J ai eu un placenta praevia pour mon premier (le placenta se trouve sur le col, du coup bébé ne peut pas sortir… et ça peut provoquer des hémorragies de la maman et du bébé). Dès 36sa, j ai fait plusieurs hémorragies et hospitalisée. C est vrai que c etait compliquéles décisions de césarienne immédiate ou pas. En gros les gynécologues voulaient la césarienne immédiate et les pédiatres voulaient attendre… finalement césarienne le jour des 37SA, avec grosse hémorragie pour moi.
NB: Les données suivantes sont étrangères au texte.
PR #1309, opened 2026-08-07
refactor: shared storage across schema versions

nrainhart:
## Description

Jazz currently gives each schema version its own physical storage tables. This keeps every stored row tied to the descriptor under which it was written, but it also makes a logical-table read span every schema-version partition that may contain data. Physical tables and their indexes accumulate as the schema evolves, even when a migration only renames a table or column.

This proposal replaces that layout with one shared physical storage lineage for each logical table. Schema versions remain immutable application-facing views, but they no longer define separate physical tables. Table and column renames change the logical-to-physical mapping; adding a column extends the shared physical representation; dropping a column removes it from newer logical views without immediately removing its stored values. Writes authored against any supported schema are translated into this shared representation, while reads resolve the relevant current or historical row once and project it into the requested schema.


aeplay (approved):
Directionally great - merging.

Main concerns explored/addressed in followup PRs
- atomic schema & lens publishing #1333 
- direct comparison to lowering to first-class discriminated unions (WIP, will stay only an alternative design until discussed)

PR #1310, opened 2026-08-07
(new core) Unify ColumnType and ValueType into one tag space

aeplay:
🤖 `ColumnType` (schema) and `ValueType` (records) were identical for tags 0–12 and diverged only because `Record` sat at 13 in one and not the other, pushing `I64`/`I32` to 14/15. Two overlapping-but-different tag spaces, distinguished only by which writer you happened to call.

That gap caused real bugs: the row codec read stale `ValueType` positions, and the schema codec called the `ValueType` writer for a `ColumnType` value and asked for a record descriptor on an `i64` column — `missing inline record descriptor for tag 13`.

## Columns can hold records — the restriction was never about columns

`ColumnType` lacking `Record` was not principled. `G-INV-STORAGE-27` says a record-valued type "MUST NOT appear, directly or recursively, in a **durable primary key**" — that is about *position*, and it is enforced by `validate_durable_key_schema`. Both `Value::Record` rejections raise `InvalidDirectRecordStoreKey`. Nothing barred a record in an ordinary column; the variant was simply missing.

So this merges the two types and keeps the real constraint where it belongs.

## The new tag space

```
0 U8   1 U16   2 U32   3 U64   4 I32   5 I64   6 F64   7 Bool
8 String   9 Bytes   10 Uuid
11 Enum   12 Tuple   13 Array   14 Nullable   15 Record
```

Integers contiguous and ascending, then remaining scalars, byte-like, then structures.

**This is a deliberate breaking encoding cut**, coordinated across Rust and TypeScript in one change. The standing rule is "append, never insert" — violating it is what shifted `I64`/`I32` and silently broke an in-flight PR — and it is suspended for this change only.

## Record columns round-trip

Verified, with a public database insert/scan test. Durable-key rejection remains position-based.

## Removed duplication

The duplicate TypeScript schema/row readers and writers, `ColumnType::value_type`, and the Jazz lowering conversion helper.

## A known red went green

**`dev/gates/ts-wire-codec.sh` now exits 0 — `94 passed | 1 skipped`.** The policy-graph byte-stability failure, which has been in every gate brief for weeks as an accepted red, was the fixture missing signed-default storage encodings. Regenerating it from source under the unified encoding fixed it. Verified independently.

## Codec fixes confirmed individually

Rather than inferred from a green suite:

- `I32`/`I64` fixed-width — native-row fixture tests
- `Enum` carries its serialized `EnumSchema` after the tag (now 11) — TS descriptor test
- signed values recovered from order-preserving storage form — native-row signed test plus 10 NAPI schema-default cases
- `ArraySubquery` emits `unbounded` and `offset` — native-query fixture

## Fixture audit, frame by frame

- `native_row_codec.json` — exactly one descriptor frame changed; all substitutions are the new tags. Record value bytes did not move.
- `native_query_codec.json` — unchanged.
- `wire_message_frames.json` — 2 of 18 frames changed: the embedded descriptor and the published schema, both retag consequences.
- policy-graph native schema fixture — regenerated from source; its 21 extra bytes are the required signed-default storage encodings, not unrelated movement.

## Gates

`cargo test -p groove` **0** · `cargo test -p jazz` **0** · `cargo test -p jazz --test wire_fixtures` **0** (4 passed) · `dev/gates/ts-wire-codec.sh` **0** · `cargo check --workspace --all-targets` **0** · `cargo fmt --check` **0** · browser suite **0**.

`clippy` exits 1 solely on the documented `warm_reopen_differential` `type_complexity` lint.

**Two caveats, stated rather than glossed:** the lane reported `--no-default-features --features test` as exit 0, but I re-ran it and the `m3_..._null_semantics` oracle arm still fails — that is base's own red, fixed separately in #1125, not something this PR resolves. And `pnpm --filter jazz-tools test` could not produce a trustworthy exit code here because its workers outlived the command wrapper, so no base-diffed TS failure set is claimed.


aeplay:
🤖 Adversarial review of this PR, plus a golden regenerated in `b4aa8d235`.

## Result: exactly one regression, now fixed

Ran `cargo test -p jazz --no-default-features --features test --no-fail-fast` on this branch and on base with the identical command, and diffed the failure **sets** rather than counts. Both exit 101, 46 binaries each:

| | base `6d796d770` | this PR `cca26c16f` |
| --- | --- | --- |
| failing tests | 15 | 16 |

- **Only on this PR:** `query::tests::canonical_bytes_stability_golden`
- **Only on base:** none

So 15 of the 16 were already failing on base. This PR breaks exactly one thing and fixes none.

## The one failure, and why it is not a defect

The canonical shape encoding hashes column-type tags (`crates/jazz/src/query.rs:4204`), so unifying that numbering with `ValueType` — `0..=15`, `Record` at 15 — changes every query shape id:

```
left:  "3525b634-18b9-5967-8773-96b1f87a39ef"
right: "dd92ae54-eeec-57e1-be75-f3957227bed8"
```

Confirmed deliberate (Anselm). `b4aa8d235` regenerates the golden and records the reasoning at the assertion.

Two things worth having written down, since neither was in the PR description:

- **Every query shape id changes.** `ShapeId` travels in `protocol.rs` subscription messages, so peers either side of this cut compute different ids for the same query and will not match each other's subscriptions. Fine as part of one breaking cut; surprising if it were to land quietly.
- **The blast radius inside the tree is one line.** The golden was the only absolute shape id pinned anywhere; every other `shape_id` assertion compares two shapes to each other and is therefore numbering-independent. That is a good property of the suite and worth preserving.

The `native_query_codec.json` fixture being unchanged is what makes this easy to miss: the query *encoding* is stable while query *identity* moved. The golden was the only thing that caught it.

## What was attacked and held up

Everything else in the review survived, and the two highest-severity attacks were run rather than reasoned about:

- **Old stores are safe.** A RocksDB store seeded on base with old `String`/`I32` schema tags and `I32(-7)`, reopened on this revision, returned the original row unchanged. This holds structurally rather than by luck: catalogue schemas persist as JSON variant names, and historical partitions retain their old schema ids instead of being decoded with the new descriptor. Tag 12 meaning `Nullable` before and `Tuple` after cannot reach stored data.
- **The record round-trip test can actually fail.** With record encoding deliberately disabled in a scratch worktree, `groove db::tests::record_valued_columns_round_trip_through_table_storage` failed at the insert; restored, it passed.
- Pushed past the PR's own coverage: nested records, `Array<Record>`, `Nullable<Record>` holding NULL, and durable-key smuggling attempted direct, inside `Nullable`, inside `Array`, and nested two deep — all correctly rejected. `Tuple<Record>` is unconstructible because tuple members must be fixed-width, so that path is closed by the type system rather than by a check.
- Tag audit across both languages found no missed site. Fixtures changed exactly as claimed: one descriptor in `native_row_codec.json` with `record_hex` byte-identical, `native_query_codec.json` untouched, two of eighteen wire frames.
- No callers of `ColumnType::value_type`, the lowering conversion helper, or the duplicate TS readers/writers remain.
- `dev/gates/ts-wire-codec.sh`: **94 passed, 1 skipped** — this PR fixes the policy-graph byte-stability failure that is red on base.

## Note on the base failures

The 15 pre-existing failures are worth a separate look — they include `scope_revocation_removes_edge_results_without_redacting_local_copy` and four merge/convergence tests across `gset_merge` and `text_document_merge`. Both runs agree on them, so they are consistently failing rather than flaky under parallel load. Not this PR's problem, but larger than the known-red list we have been circulating.

PR #1311, opened 2026-08-07
(new core) Specify policy subplan authorization as INV-RLS-21

aeplay:
🤖 States the limit on an authorization suspension that previously had none. **Specification only — no code changes.** The fix is in flight against it.

## The gap

A policy deciding visibility must often read tables the requesting identity cannot read directly: a document policy consults membership rows, a membership policy consults a project. Those reads run **unfiltered** — policy evaluation does not recurse into policy. That is deliberate and correct; if it recursed, a policy could never see the rows it needs to reach a decision.

But the suspension had **no stated limit**, and the limit is exactly where a bug lives.

## `INV-RLS-21`

> A read performed inside a policy subplan MUST NOT apply the read target's own read policy; policy evaluation does not recurse into policy. The subplan MUST, however, apply every constraint the **evaluating** policy expresses — its filters, its join conditions, and its claim bindings — at every step of that subplan's evaluation, including each hop of a recursive reachability traversal and every step beyond the seed. A claim bound at the seed constrains all subsequent hops. For a recursive policy the constraint applies to each iteration, not to a flattened transitive closure computed without it.

The corollary carries the weight:

> Suspending the target's read policy MUST NOT suspend the evaluating policy's own predicate. A subplan that binds its claim only at the seed and then traverses freely violates `INV-RLS-21`, even though every individual read along that traversal was legitimately unfiltered. "Each read was permitted" is not a defence; the question is whether the evaluating policy's own predicate held throughout.

That last sentence exists because the leak is genuinely defensible read-by-read. Every individual read in the failing case was legitimately unfiltered. The property being violated is about the *whole traversal*, which is why per-read reasoning missed it.

## The known violation, recorded

A two-hop chain — document policy → membership table → project, via a reachability seed bound to `claim("sub")` — lets one principal's seed claim select another principal's document:

```
principal B's seed claim must not select principal A's document
  left:  [RowUuid(61616161-…)]   right: []
```

`PolicyContext::AuthorizationSubplan` resolves source authorization to `System` (`lowering.rs::source_authorization_for_source`), which correctly suspends the target's policy but also drops the evaluating policy's claim binding past the first hop.

Reproducible on `codex/jazz-core-engine-swap` — **pre-existing, not introduced by any open PR**. Reproducer on `repro/1261-two-hop-claim-leak`.

## Why this needed writing down first

An earlier attempt to fix the leak stopped without changing anything, judging that propagating the route alone would produce a correctly-labelled but still insufficient authorization proof. That judgement was sound — but it stalled because the *intended* semantics were nowhere stated. `SPEC/16` covers policy dependency tables only for incrementality, and `SPEC/7` said nothing about transitive policy application at all.

So the implementation's answer to "does a dependency's policy apply?" was held only in code, with no record that it was a decision. This makes it one, and bounds it.

## Registry

`INV-RLS-21` added as `open`/`untested` with `NONE-FOUND`, to be flipped to `now`/`✓` with citations when the fix lands. `dev/gates/invariant-registry.sh` reports 432 rows and the same 30 pre-existing missing citations — this adds none.

`pnpm exec oxfmt --check` **0**. The formatter reflowed chapter 7; I compared word sequences to confirm nothing was lost — **3,640 words before and after, identical order**.


aeplay:
superseded by #1326

PR #1320, opened 2026-08-08
fix(jazz): preserve branch merge-back causality

aeplay:
🤖

## Summary

- make branch merge-back return a typed `Accepted`, `Pending`, or `Rejected` outcome instead of closing the branch optimistically
- reserve the exact merge-back transaction and version payload durably, reuse it across retries and reopen, and block further branch writes/discard while it is pending
- bind settlement to the locally reserved commit unit rather than trusting peer-supplied `source_branch` provenance
- reconcile accepted and rejected reservations safely during recovery, including canonical payload rewrites after schema/lens translation
- observe the complete private/public parent frontier before minting the squash transaction and reject oversized or malformed reservations before recovery allocation

## Correctness boundary

An accepted reservation closes the branch only when the durable transaction and complete admitted version payload match the frozen local unit. A rejected reservation checks the exact durable transaction envelope, clears the reservation, and leaves the branch open. Same-TxId substitutions conflict across normal authority, relay, edge-authority, accepted-finalization, known/staged-known, and shared-staging ingress paths.

The branch spec now records these settlement, retry, recovery, translation, and provenance rules.

## Tests

Coverage includes:

- private-frontier clock observation before squash minting
- accepted, pending, rejected, retry, and reopen behavior
- accepted/rejected durable recovery asymmetry
- canonical reservation recovery after schema/lens translation
- exact commit-unit mismatch and foreign-provenance rejection across ingress routes
- reservation arity, encoded-size, and recovery decode bounds
- seeded merge-back row/deletion and strict-version oracles

An independent adversarial review exercised the provenance, translated-recovery, reopen, and bounds paths and found the final commit safe to publish.

## Out of scope

Ordinary peer sync still does not transport private branch-partition ancestors. A squash received by a peer that lacks its private branch-tip parent therefore remains parked; transport of those ancestors is separate follow-up work.

### DIFF
--- a/crates/jazz/SPEC/11_branches_timetravel.md
+++ b/crates/jazz/SPEC/11_branches_timetravel.md
@@ -181,8 +181,30 @@ merge-back and discard have graduated:
   partition table names.
 - ✅ **Merge-back / discard** (`INV-BRANCH-17`, `INV-BRANCH-18`). Merge-back emits
   one atomic mergeable squash of the branch's net effects into the parent,
-  records typed `Transaction.source_branch` provenance, then flips state to
-  `Merged` with overlay history retained. Content and deletion-register overlay
+  records typed `Transaction.source_branch` provenance, and returns a typed
+  `Accepted`, `Pending`, or `Rejected` outcome. A pending squash has one durable,
+  node-local reservation of its exact `(Transaction, VersionRecord[])` commit
+  unit which is reused across retries and reopen; branch writes and discard are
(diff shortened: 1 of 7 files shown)


aeplay:
🤖 Superseded by #1324.

The replacement makes a branch merge an ordinary local-first transaction targeted at an explicit lineage. Source branch transaction IDs are merger-authored provenance rather than causal parents that downstream peers must hydrate, so the witness/reservation mechanism proposed here is no longer needed.

Keeping this PR closed preserves the design and review history; continued review should happen on #1324.

Issue #1762, opened 2026-08-23
Require read visibility for update and upsert


aeplay:
🤖 Require session-authored `update` and `upsert` operations to observe the target row through that session's effective read policy before staging the mutation.

## Chosen semantics

- Every session `update` requires target-row read visibility, including full-row replacements, partial patches, transaction updates, and branch-view updates.
- Every session `upsert` requires read visibility when the target exists. A hidden existing row must not be treated as absent or overwritten.
- Failure is explicit and must happen before hidden cells, existence, or policy reasons are disclosed.
- Trusted/internal mutation paths may inspect authoritative hidden row state as policy evidence. That is an implementation privilege used to evaluate authorization; it does not make a read-hidden row updateable by the session.
- Insert and row-id delete semantics are outside this issue and remain governed by their existing invariants.

## Why

Updating a specific existing row inherently depends on the row the caller is modifying. Permitting a write-only update either copies hidden values into a new version or, as attempted in #2012, authors only the visible patch and silently drops omitted hidden cells. Both outcomes are surprising. Requiring read visibility makes the operation and its merge basis coherent.

## Required work

- Remove the branch-update exception proposed by #2012 and any `MaterializedPatch` machinery supporting it.
- Remove the existing full-row write-only update exception from `INV-RLS-20` and its tests.
- Apply the same rule consistently across root, branch, transaction, native, and binding entry points.
- Preserve the authority's ability to evaluate `UPDATE USING`/`WITH CHECK`, inherited grants, and policy dependencies against raw internal evidence without leaking that evidence.
- Add planted-sensitive coverage for hidden targets across full/partial update, upsert, branch views, and transactions.

## Pointers

The current invariant is `INV-RLS-20` in `crates/jazz/SPEC/7_authorization.md` and `crates/jazz/SPEC/INVARIANTS.md`. Existing write-only receipts are in `crates/jazz/tests/authorization_scope_reentry.rs`; branch behavior is exercised by #2012. Policy-evidence evaluation remains covered under `INV-RLS-21` and the policy authorization suites.

PR #2012, opened 2026-08-25
Avoid copying read-hidden cells during branch updates

joeinnes:
## Summary
- Build branch update candidates from cells visible to the writing identity rather than raw branch storage.
- Allow write-only patches without copying omitted hidden values into a new version.

## Before
Identity-scoped branch updates merged the caller's patch with raw branch cells. A caller allowed to write but not read could unknowingly copy hidden values into the authored result.

## After
The update path resolves existing cells through the caller's read policy and authors only the explicit patch when the source is hidden. Write-authorised updates remain possible without disclosing or reproducing hidden data.

## Test plan
- [x] Run the focused Jazz library regression — 1 passed.


aeplay:
🤖 Superseded by #2034 under the clarified decision in #1762. Session-authored update and upsert now require target-row read visibility across root, branch, and transaction paths; trusted policy evaluation may still inspect hidden evidence internally. This replaces the patch-only branch exception here, which would otherwise silently drop omitted hidden cells.

PR #2013, opened 2026-08-25
Expire incomplete fragmented messages

joeinnes:
## Summary
- Reclaim incomplete messages after 30 seconds without novel progress and after a five-minute absolute lifetime.
- Expire stale state before admission, receive and every send attempt, including outbound backpressure and failure paths.

## Before
A peer could send most of a fragmented message and withhold the final extent indefinitely. The staged bytes and message ID remained allocated for the lifetime of the connection.

## After
Indexed idle and maximum-age deadlines reclaim stale bytes and IDs on every transport turn. Duplicate fragments do not extend the deadline, while legal messages making real progress still complete normally.

## Test plan
- [x] Run the 26 `db::tests::wire_transport` tests.


joeinnes:

PR #2014, opened 2026-08-25
Retry failed broker-worker context initialisation

joeinnes:
## Summary
- Evict failed runtime contexts and rejected process-wide WASM loads so later connections can retry.
- Close every partially acquired database, page-store and telemetry resource exactly once.

## Before
A failed worker initialisation could leave a rejected promise in the process-wide cache or retain a failed context by key. Later tabs received the same permanent failure, and resources acquired before the error could leak.

## After
Failure removes only the unowned cached state and cleans resources in reverse ownership order. A later connection can retry the same key, while concurrent successful connections still share one initialisation.

## Test plan
- [x] Run the focused worker suite — 6 passed.
- [x] Run `pnpm --filter jazz-tools check`.
- [x] Run targeted `oxfmt --check`.

Includes a patch changeset for `jazz-tools`.


joeinnes:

Mais après, ça s’est bien passé pour mon loulou. Ouf…

le 19/01/2020 à 14h19 |

Piso

Ma pauvre ça a dû être très dur à vivre. C’est vrai que de n’être informé de rien alors que tu devrais être la première à le savoir c’est terrible. C’est vraiment triste d’en être arrivé là dans le monde médical. Ils n’ont tellement plus de temps pour rien que les infos au patient passent en dernier. J’espère vraiment que tout s’est bien fini pour toi et ton bébé.